# For Whom The Bell



## oldman 80

*A SHIP IS MISSING*

_Oh bell supreme,
Thy toll,
Therefore,
Where art thou ? _


----------



## WilliamH

oldman 80 said:


> *A SHIP IS MISSING*
> 
> _Oh bell supreme,
> Thy toll,
> Therefore,
> Where art thou ? _


Send not to see for whom the bell tolls, it tolls for thee.
From q book by Ernie Hemingway


----------



## WilliamH

oldman 80 said:


> *A SHIP IS MISSING*
> 
> _Oh bell supreme,
> Thy toll,
> Therefore,
> Where art thou ? _


Send not to see for whom the bell tolls, it tolls for thee.
From book by Ernie Hemingway


----------



## John Cassels

Down the track a train came runnin'
England 3, France nuthin' .


----------



## trotterdotpom

WilliamH said:


> Send not to see for whom the bell tolls, it tolls for thee.
> From book by Ernie Hemingway


"Send not to know for whom the bell toos, it tolls for thee" was written by John Donne in the 17th century.

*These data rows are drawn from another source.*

PR #334, opened 2025-05-14
Log warnings for deprecated fields

jem-davies:
Currently if you run a config that contains a deprecated field or component - you will not get a warning. 

This PR adds warning logs when you create a stream with deprecated field/component when you create a stream via: 

 - bento 'normal mode' `bento -c config.yaml` 
 - bento 'streams mode' `bento streams ./*.yaml` 
 - creation of streams via REST API 
 
It also will now print any deprecated warnings when calling `bento lint` without setting `--deprecated`. The new behaviour is: 

`bento lint config.yaml` -> print any deprecated warnings but still return exit code 0
`bento lint --deprecated config.yaml` -> print deprecated warnings but return exit code 1 (same as before the PR)

 It will not change the behaviour when creating streams via the library using StreamBuilder. 
 
 ```
 INFO Running main config from specified file       @service=bento bento_version="" path=./tmp/log_deprecated_fields/deprecated.yaml
WARN Config lint warning                           @service=bento lint="tmp/log_deprecated_fields/deprecated.yaml(3,1) field url is deprecated"
INFO Listening for HTTP requests at: http://0.0.0.0:4195  @service=bento
INFO Launching a Bento instance, use CTRL+C to close  @service=bento
INFO Output type stdout is now active              @service=bento label="" path=root.output
INFO Input type amqp_1 is now active               @service=bento label="" path=root.input
 ```
 
 - [x] Add Lint Warning Logs to subcommand `bento lint`

### DIFF
--- a/config/template_examples/processor_log_and_drop.yaml
+++ b/config/template_examples/processor_log_and_drop.yaml
@@ -11,9 +11,7 @@ mapping: |
     {
       "log": {
         "level": "ERROR",
-        "fields": {
-          "content": "${! content() }"
-        },
+        "fields_mapping": "root.content = content()",
         "message": "${! error() }"
       }
     },
@@ -34,7 +32,6 @@ tests:
       catch:
         - log:
             level: ERROR
-            fields:
-              content: "${! content() }"
+            fields_mapping: root.content = content()
             message: "${! error() }"
         - bloblang: root = deleted()
--- a/internal/cli/common/reader.go
+++ b/internal/cli/common/reader.go
@@ -26,6 +26,7 @@ func ReadConfig(c *cli.Context, cliOpts *CLIOpts, streamsMode bool) (mainPath st
 		config.OptSetFullSpec(cliOpts.MainConfigSpecCtor),
 		config.OptAddOverrides(c.StringSlice("set")...),
 		config.OptTestSuffix("_bento_test"),
+		config.OptSetLintConfigWarnDeprecated(),
 	}
 	if streamsMode {
 		opts = append(opts, config.OptSetStreamPaths(c.Args().Slice()...))
--- a/internal/cli/common/service.go
+++ b/internal/cli/common/service.go
@@ -124,7 +124,7 @@ func initStreamsMode(
 	streamMgr := strmmgr.New(mgr, strmmgr.OptAPIEnabled(enableAPI))
 
 	streamConfs := map[string]stream.Config{}
-	lints, err := confReader.ReadStreams(streamConfs)
+	lints, lintWarns, err := confReader.ReadStreams(streamConfs)
 	if err != nil {
 		fmt.Fprintf(os.Stderr, "Stream configuration file read error: %v\n", err)
 		os.Exit(1)
@@ -140,6 +140,10 @@ func initStreamsMode(
 	if strict && len(lints) > 0 {
 		logger.Error(opts.ExecTemplate("Shutting down due to stream linter errors, to prevent shutdown run {{.ProductName}} with --chilled"))
 		os.Exit(1)
+	}
+
+	for _, lintWarn := range lintWarns {
+		logger.With("lint", lintWarn).Warn("Config lint warning")
 	}
 
 	for id, conf := range streamConfs {
--- a/internal/cli/common/service.go
+++ b/internal/cli/common/service.go
@@ -23,7 +23,7 @@ import (
 func RunService(c *cli.Context, cliOpts *CLIOpts, streamsMode bool) int {
 	mainPath, inferredMainPath, confReader := ReadConfig(c, cliOpts, streamsMode)
 
-	conf, pConf, lints, err := confReader.Read()
+	conf, pConf, lints, lintWarns, err := confReader.Read()
 	if err != nil {
 		fmt.Fprintf(os.Stderr, "Configuration file read error: %v\n", err)
 		return 1
@@ -58,6 +58,10 @@ func RunService(c *cli.Context, cliOpts *CLIOpts, streamsMode bool) int {
 	if strict && len(lints) > 0 {
 		logger.Error(cliOpts.ExecTemplate("Shutting down due to linter errors, to prevent shutdown run {{.ProductName}} with --chilled"))
 		return 1
+	}
+
+	for _, lintWarn := range lintWarns {
+		logger.With("lint", lintWarn).Warn("Config lint warning")
 	}
 
 	stoppableManager, err := CreateManager(c, cliOpts, logger, streamsMode, conf)
--- a/internal/cli/run.go
+++ b/internal/cli/run.go
@@ -252,7 +252,7 @@ variables have been resolved:
   {{.BinaryName}} -c ./config.yaml echo | less`)[1:],
 				Action: func(c *cli.Context) error {
 					_, _, confReader := common.ReadConfig(c, opts, false)
-					_, pConf, _, err := confReader.Read()
+					_, pConf, _, _, err := confReader.Read()
 					if err != nil {
 						fmt.Fprintf(os.Stderr, "Configuration file read error: %v\n", err)
 						os.Exit(1)
--- a/internal/config/config_test.go
+++ b/internal/config/config_test.go
@@ -20,8 +20,10 @@ import (
 	"github.com/warpstreamlabs/bento/internal/manager/mock"
 	"github.com/warpstreamlabs/bento/internal/stream"
 
+	_ "github.com/warpstreamlabs/bento/public/components/amqp1"
 	_ "github.com/warpstreamlabs/bento/public/components/io"
 	_ "github.com/warpstreamlabs/bento/public/components/pure"
+	_ "github.com/warpstreamlabs/bento/public/components/sql"
 )
 
 func testConfToAny(t testing.TB, conf any) any {
@@ -47,9 +49,10 @@ func TestSetOverridesOnNothing(t *testing.T) {
 		"output.type=drop",
 	))
 
-	conf, _, lints, _, err := rdr.Read()
+	conf, _, lints, lintWarns, err := rdr.Read()
 	require.NoError(t, err)
 	assert.Empty(t, lints)
+	assert.Empty(t, lintWarns)
 
 	v := gabs.Wrap(testConfToAny(t, conf))
 
@@ -110,9 +113,10 @@ input:
 		"output.type=drop",
 	))
 
-	conf, _, lints, _, err := rdr.Read()
+	conf, _, lints, lintWarns, err := rdr.Read()
 	require.NoError(t, err)
 	assert.Empty(t, lints)
+	assert.Empty(t, lintWarns)
 
 	v := gabs.Wrap(testConfToAny(t, conf))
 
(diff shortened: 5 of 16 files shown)


internal/config/stream_reader.go
```diff
@@ -230,6 +236,9 @@ func (r *Reader) TriggerStreamUpdate(mgr bundle.NewManagement, strict bool, path
 		mgr.Logger().Error("Rejecting updated stream %v config due to linter errors, to allow linting errors run Bento with --chilled.", info.id)
 		return noReread(errors.New("file contained linting errors and is running in strict mode"))
 	}
+	for _, lintWarn := range lintWarns {
+		lintlog.Warn(lintWarn)
+	}
```
gregfurman, line 241: Do we need to split up the lint logs here? There's already that `lintLog.Info` above:

https://github.com/warpstreamlabs/bento/blob/cdbf38a147c0a958c379766f62d2cbc3e678d34b/internal/config/stream_reader.go#L232-L234

internal/cli/common/service.go
```diff
@@ -60,6 +60,10 @@ func RunService(c *cli.Context, cliOpts *CLIOpts, streamsMode bool) int {
 		return 1
 	}
 
+	for _, lintWarn := range lintWarns {
+		logger.With("lint", lintWarn).Warn("Config lint warning")
+	}
+
```
gregfurman, line 66: Will splitting the lint errors/warnings up like this not cause the `strict := !c.Bool("chilled")` flag being set to not actually quit on a deprecated flag?

internal/config/config_test.go
```diff
@@ -238,6 +244,47 @@ cache_resources:
 	assert.Equal(t, "13s", v.S("cache_resources", "1", "memory", "default_ttl").Data())
 }
 
+func TestLintWarns(t *testing.T) {
```
gregfurman, line 247: Maybe add a test for strict mode here? Do we expect an exit or not?

internal/stream/manager/api.go
```diff
@@ -68,12 +68,18 @@ type lintErrors struct {
...
 	lConf := docs.NewLintConfig(m.manager.Environment())
 	lConf.BloblangEnv = bloblang.XWrapEnvironment(m.manager.BloblEnvironment()).Deactivated()
+	lConf.WarnDeprecated = true
 	return docs.NewLintContext(lConf)
 }
 
-func (m *Type) lintStreamConfigNode(node *yaml.Node) (lints []string) {
+func (m *Type) lintStreamConfigNode(node *yaml.Node) (lints []string, lintWarns []string) {
 	for _, dLint := range stream.Spec().LintYAML(m.lintCtx(), node) {
-		lints = append(lints, dLint.Error())
```
gregfurman, line 76: Would a warning log otherwise be sent in the `lintError` payload when creating/updating a stream?

gregfurman (commented):
Looks good. Can you clarify what happens when we are in strict mode? Will this not cause a deprecated log to not trigger an exit?

jem-davies:
> Looks good. Can you clarify what happens when we are in strict mode? Will this not cause a deprecated log to not trigger an exit?

You should see the same new behaviour of logging config lint errors whether you have set `error_handling.reject` or not. I am thinking that this logging will happen at the time of instantiation of streams - but the `error_handling` stuff pertains to errors that happen as a result of a stream pipeline?

This new behaviour of logging warnings on stream instantiation is independent of the `error_handling` stuff. 

EDIT - or are we talking about the `--chilled` cli flag when we mention strict mode?

internal/config/stream_reader.go
jem-davies: But here we are iterating over `lintWarns` not `lints`?

internal/cli/common/service.go
jem-davies: I think that this is confusing because currently (currently -> bento main branch), we don't really consider using a deprecated component/field to be a lint error.

So in the `docs` package where we are doing the linting in `LintYaml()` and `func (f FieldSpec) LintYAML()` - We do consider them to be errors if we have set LintContexts.conf.RejectDeprecated = true. However it seems that the only way to set this to be true is when using the `bento lint` subcommand. Therefore in normal operation, i.e. starting a stream with `bento -c config.yaml`: if there are deprecated components/fields in the config, no element of `lints` returned from `confReader.Read()` will pertain to deprecated components/fields. 

So this PR alters those LintYaml() funcs such we will now do: 

```go
if ctx.conf.RejectDeprecated && cSpec.Status == StatusDeprecated {
		lints = append(lints, NewLintError(node.Line, LintDeprecated, fmt.Errorf("component %v is deprecated", cSpec.Name)))
	} else if ctx.conf.WarnDeprecated && cSpec.Status == StatusDeprecated {
		lints = append(lints, NewLintWarning(node.Line, LintDeprecated, fmt.Sprintf("component %v is deprecated", cSpec.Name)))
	}
```

Where WarnDeprecated is default to `true` but we add it to `lints` as a NewLintWarning because it's later we filter them. 

We don't ever quit if there is a deprecated field in the config.

internal/config/config_test.go
jem-davies: When we are referring to `strict_mode` are we thinking the --chilled CLI option or are we talking about `error_handling.reject` ?

internal/stream/manager/api.go
jem-davies: No - tested it out: 

```sh
bento streams
```

```sh
curl http://localhost:4195/streams/bar -X POST --data-binary @- <<EOF
input:
  amqp_1:
    url: amqp://guest:guest@localhost:5672/
    source_address: foo
pipeline:
  threads: 1
  processors:
    - mapping: 'root = this.uppercase()'
output:
  stdout: {}
EOF
```

```
INFO Running without a main config file            @service=bento bento_version=1.8.2
INFO Launching Bento in streams mode, use CTRL+C to close  @service=bento
INFO Listening for HTTP requests at: http://0.0.0.0:4195  @service=bento
INFO Output type stdout is now active              @service=bento label="" path=root.output stream=bar
INFO Input type amqp_1 is now active               @service=bento label="" path=root.input stream=bar
^CINFO Received SIGINT, the service is closing       @service=bento
```

Yeah pretty sure that LintWarnings are just being universally discarded currently in Bento

internal/config/config_test.go
jem-davies: Not sure either are that relevant though to be honest

gregfurman: I mean `--chilled`

gregfurman:
> EDIT - or are we talking about the `--chilled` cli flag when we mention strict mode?

I mean when using the chilled flag.

Running the following config with `--chilled` does not suppress the deprecation warning:

```yaml
input:
  stdin:
    max_buffer: 10
```

Output:

```
$ bento -c config.yaml --chilled
INFO Running main config from specified file       @service=bento bento_version="" path=config.yaml
WARN Config lint warning                           @service=bento lint="config.yaml(3,1) field max_buffer is deprecated"
```

Also, running `bento lint config.yaml` does not seem to pick up the deprecated field either. I.e when running the config:

```yaml
input:
  stdin:
    max_buffer: 10
    foo: xyz
```

The `lint` command only returns `foo` as invalid:

```
$ bento lint config.yaml
gcp.yaml(4,1) field foo not recognised
exit status 1
```

internal/config/config_test.go
jem-davies: Yeah think that if `--chilled` is set or not - we still don't terminate the program if we get a LintWarning.

jem-davies:
> > EDIT - or are we talking about the `--chilled` cli flag when we mention strict mode?
> 
> I mean when using the chilled flag.
> 
> Running the following config with `--chilled` does not suppress the deprecation warning:
> 
> ```yaml
> input:
>   stdin:
>     max_buffer: 10
> ```
> 
> Output:
> 
> ```
> $ bento -c config.yaml --chilled
> INFO Running main config from specified file       @service=bento bento_version="" path=config.yaml
> WARN Config lint warning                           @service=bento lint="config.yaml(3,1) field max_buffer is deprecated"
> ```
> 
> Also, running `bento lint config.yaml` does not seem to pick up the deprecated field either. I.e when running the config:
> 
> ```yaml
> input:
>   stdin:
>     max_buffer: 10
>     foo: xyz
> ```
> 
> The `lint` command only returns `foo` as invalid:
> 
> ```
> $ bento lint config.yaml
> gcp.yaml(4,1) field foo not recognised
> exit status 1
> ```

Yeah I think that the `--chilled` behaviour is ok, from the cli: "--chilled continue to execute a config containing linter errors (default: false)" 

So in normal bento use, if you try to execute a config with lint errors it will terminate execution, you then have the option to override this with `--chilled`, but either way, if your config has deprecated fields (or lint warnings) it will still execute? 

Yeah we probably should add a TODO: Show Warnings when doing `bento lint`

jem-davies:
@gregfurman - added a commit to print out deprecated warnings when using the subcommand `lint` without the deprecated flag set - so that it has the same behaviour as running `bento -c config.yaml`

jem-davies:
I think that I initially didn't want to change the `bento lint` subcommand because it already has `--deprecated` (although I think that it is odd that the default is `false` here...)

config/template_examples/processor_log_and_drop.yaml
```diff
@@ -34,7 +32,6 @@ tests:
       catch:
         - log:
             level: ERROR
-            fields:
-              content: "${! content() }"
+            fields_mapping: root.content = content()
```
gregfurman, line 35: nit: Why the change here?

internal/cli/common/reader.go
```diff
@@ -26,6 +26,7 @@ func ReadConfig(c *cli.Context, cliOpts *CLIOpts, streamsMode bool) (mainPath st
 		config.OptSetFullSpec(cliOpts.MainConfigSpecCtor),
 		config.OptAddOverrides(c.StringSlice("set")...),
 		config.OptTestSuffix("_bento_test"),
+		config.OptSetLintConfigWarnDeprecated(),
```
gregfurman, line 29: 🙌  Nice and clean!

internal/cli/run.go
```diff
@@ -252,7 +252,7 @@ variables have been resolved:
   {{.BinaryName}} -c ./config.yaml echo | less`)[1:],
 				Action: func(c *cli.Context) error {
 					_, _, confReader := common.ReadConfig(c, opts, false)
-					_, pConf, _, err := confReader.Read()
+					_, pConf, _, _, err := confReader.Read()
```
gregfurman, line 255: nit: Lol we should probably give this  `Read()` signature a re-visit since returning more than 3 values (let alone 5) is quite excessive.

Can handle this in a follow-up/refactor though.

internal/config/stream_reader.go
gregfurman: Ahh I see. I was thinking that we were going to be adding deprecated lints to the lint logs. Fine to seperate them I suppose 👍

internal/stream/manager/api.go
gregfurman: Hmm... is this correct behaviour? Perhaps another ticket for the backlog (i.e handle lint warnings in streams mode)

jem-davies: In Streams mode in this PR branch you will get a warning if you start a stream with deprecated fields now. Above was current behaviour.

config/template_examples/processor_log_and_drop.yaml
jem-davies: It's just a deprecated field

internal/cli/run.go
jem-davies: Yeah agree - think the whole error / linting configs could do with a fix up it seems ...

Ernest Hemingway used it in the title of his book "For Whom the Bell Tolls".

Sorry to be a smart ar*e, but I lost that argument myself many years ago.

John T


----------



## trotterdotpom

Is the Lutine Bell still rung at Lloyds? Didn't Lloyds end up in the poo a couple of years ago?

The "Names" were "written in water" (a phrase I read somewhere the other day and rather liked).

John T


----------



## oldman 80

WilliamH said:


> Send not to see for whom the bell tolls, it tolls for thee.
> From book by Ernie Hemingway


Hey Hey Hey
Attn:- Barrie Youde.
I see the makings of more poets beginning to emerge here.
You Could have some competion emerging on that front, - but still a long way to go I suspect.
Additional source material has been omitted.